Mayes and the other whistleblowers are entitled to share 15 to 25 percent of the government’s $114 million judgment, Chatfield said. Because the case went to trial, it will likely be on the higher end.

But Mayes isn’t totally sure the government will collect it all.

He’s received some of the money owed to him from the previous settlements, but has yet to receive any from the judgment. Mayes would not say how much he’s collected.

Health Diagnostic Laboratory filed for bankruptcy, and trustees have since filed suit against individual physicians who received a “significant” amount of money from the kickbacks, Mayes said.

Mayes fears he may be subpoenaed to testify against physicians.

He doesn’t want to — he still doesn’t blame them.

When asked if it was all worth it, Mayes paused, but said it was.

And the judgment and settlements the government is receiving is “only a small piece of the savings,” Chatfield said. Had these companies not been stopped, the government would have continued to lose “hundreds of millions a year.”

Mayes, and the other whistleblowers, helped put an end to the scheme.

“Dr. Mayes is extremely ethical and honest,” Gaudette said. “And he’s an extremely good physician.”
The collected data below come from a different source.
PR #3570, opened 2024-11-25
[chore] bump to Go1.23

NyaaaWhatsUpDoc:
this is a copy of #3258 but rebased on current main and updated to latest golangci-lint version, and with docker image version strings updated to just use the latest minor version of a particular major image version (this ensures we stay up-to-date with bugfixes but without breaking changes).

i made this a separate PR just because i wasn't totally comfortable doing a force push to something that wasn't my PR :p

### DIFF
--- a/.goreleaser.yml
+++ b/.goreleaser.yml
@@ -389,6 +389,8 @@ checksum:
 # https://goreleaser.com/customization/snapshots/
 snapshot:
   version_template: "{{ incpatch .Version }}-SNAPSHOT"
+
+# https://goreleaser.com/customization/source/
 source:
   enabled: true
   name_template: "{{ .ProjectName }}-{{ .Version }}-source-code"
--- a/.goreleaser.yml
+++ b/.goreleaser.yml
@@ -7,7 +7,7 @@ version: 2
 before:
   hooks:
   # generate the swagger.yaml file using go-swagger and bundle it into the assets directory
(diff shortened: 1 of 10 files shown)


test/swagger.sh
```diff
@@ -5,7 +5,7 @@
 set -eu
 
 swagger_cmd() {
-  go run github.com/go-swagger/go-swagger/cmd/swagger "$@"
+  go run ./vendor/github.com/go-swagger/go-swagger/cmd/swagger "$@"
```
NyaaaWhatsUpDoc, line 8: always tests swagger using the vendored version

.goreleaser.yml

Part of choosing to talk about the case, Mayes said, is because he believes patients should be aware of fraud, and those who commit it should be held responsible.

He encourages people to ask their doctors questions about tests they don’t understand, or about tests that seem to be unnecessarily expensive.

“I think one of the penalties for those that commit these crimes should be the public notification of their crime,” Mayes said. “It’s not always publicized for people to know. The more that gets publicized, the more that patients are informed decision-makers.”

Tips for spotting fraud

According to Medicare.gov, here are a few precautions patients can take to protect themselves from fraud:

▪ Save dates, receipts and statements for healthcare services you receive.

▪ Compare your records with statements from Medicare to make sure the services and dates match up. If those records don’t match, it’s possible Medicare was billed for services you didn’t receive.

▪ If a charge seems incorrect, call the provider’s office to inquire about it.

▪ If you suspect there is Medicare fraud, report it online or by calling 1-800-633-4227.